*WORK ORDER:*
Please restate each entry exactly, without skipping any.

<<<<

PR #429, opened 2022-04-25
Fix login when using some other language than Finnish

Jokinen:
## Description

Previously logging in would fail when users used some other language than Finnish.

When the user logged in while using English:

1) They get redirected from Tunnistamo to `/callback#...`
2) i18next detects that user locale is `en` from a cookie
3) i18next language is changed
4) `languageChanged` hook is fired in `src/common/translation/i18n/i18nInit.ts`
5) User is redirected into `/callback` (missing hash)

### DIFF
--- a/src/common/route/useSyncLanguageBetweenI18nAndReactRouter.ts
+++ b/src/common/route/useSyncLanguageBetweenI18nAndReactRouter.ts
@@ -6,7 +6,7 @@ import { SUPPORT_LANGUAGES } from '../../common/translation/TranslationConstants
 import { localeParam } from '../../domain/app/appRoutes';
 
 function persistLanguageChoice(language: string) {
-  document.cookie = `i18next=${language}; SameSite=Strict`;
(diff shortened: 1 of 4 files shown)


nikomakela (approved):
I'm not sure if it was just an issue in review server or on my machine, but it was really hard to logout. After logout, the only screen is to log me out from the github. If I used the backbutton to go back to Kukkuu, Tunnistamo always aggressively tried to login, so I couldn't get to the home page (or the index) of the Kukkuu. Also the language did not change properly if only the backbutton was used. The language had to be changed once with a page reload  or full page load before it was set properly.

Anyway, this works better with the earlier tests.

Jokinen:
Hmn, I was only able to reproduce these issues intermittently. I'll see if I can quickly pin down a cause.

Jokinen:
I wasn't able to pinpoint the cause for the login loop.

I found a bug in language persistence that I resolved.

Could you test again to see if this language changing bug was the root cause of the redirection bug? If not, would you happen to remember the steps you took that caused the bug?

>>>>

*RESPONSE TO THE TASK:*
PR #429, opened 2022-04-25
Fix login when using some other language than Finnish

Jokinen:
## Description

Previously logging in would fail when users used some other language than Finnish.

When the user logged in while using English:

1) They get redirected from Tunnistamo to `/callback#...`
2) i18next detects that user locale is `en` from a cookie
3) i18next language is changed
4) `languageChanged` hook is fired in `src/common/translation/i18n/i18nInit.ts`
5) User is redirected into `/callback` (missing hash)

### DIFF
--- a/src/common/route/useSyncLanguageBetweenI18nAndReactRouter.ts
+++ b/src/common/route/useSyncLanguageBetweenI18nAndReactRouter.ts
@@ -6,7 +6,7 @@ import { SUPPORT_LANGUAGES } from '../../common/translation/TranslationConstants
 import { localeParam } from '../../domain/app/appRoutes';
 
 function persistLanguageChoice(language: string) {
-  document.cookie = `i18next=${language}; SameSite=Strict`;
(diff shortened: 1 of 4 files shown)


nikomakela (approved):
I'm not sure if it was just an issue in review server or on my machine, but it was really hard to logout. After logout, the only screen is to log me out from the github. If I used the backbutton to go back to Kukkuu, Tunnistamo always aggressively tried to login, so I couldn't get to the home page (or the index) of the Kukkuu. Also the language did not change properly if only the backbutton was used. The language had to be changed once with a page reload  or full page load before it was set properly.

Anyway, this works better with the earlier tests.

Jokinen:
Hmn, I was only able to reproduce these issues intermittently. I'll see if I can quickly pin down a cause.

Jokinen:
I wasn't able to pinpoint the cause for the login loop.

I found a bug in language persistence that I resolved.

Could you test again to see if this language changing bug was the root cause of the redirection bug? If not, would you happen to remember the steps you took that caused the bug?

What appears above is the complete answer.